Arthur de Gobineau, Count de Gobineau (French: [ɡɔbino]; Joseph Arthur de Gobineau; 14 July 1816 – 13 October 1882) was a French writer and diplomat who is best known for helping introduce scientific race theory and "racial demography", and for developing the theory of the Aryan master race and Nordicism. He was an elitist who, in the immediate aftermath of the Revolutions of 1848, wrote An Essay on the Inequality of the Human Races. In it he argued that aristocrats were superior to commoners and that aristocrats possessed more Aryan genetic traits because of less interbreeding with inferior races.

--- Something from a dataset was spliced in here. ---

PR #7220, opened 2019-06-01
Use Harmony bundled with AirlockPlus

cake-pie:
Since #7131 and #7200 are clearly going nowhere fast due to continued inertia, this is intended to provide some kind of workable interim arrangement so as to stop holding up my releases.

Gobineau was born to an aristocratic family of counts under the Ancien Régime. He was ideologically a Legitimist who supported royalist rule by the House of Bourbon and opposed the French Revolution, democracy, and rule by the House of Orléans which came to power after the 1830 July Revolution. He began his diplomatic career in the late 1840s, and beginning in 1861, variously served as minister to Persia, Brazil, Greece, and Sweden. As a writer, Gobineau authored novels and short stories, as well as non-fiction travel writings, polemical essays and other philological and anthropological works, including his Essai. His Essai is widely discredited as pseudoscience by modern scholarship. Gobineau himself never had any qualifications in anthropology.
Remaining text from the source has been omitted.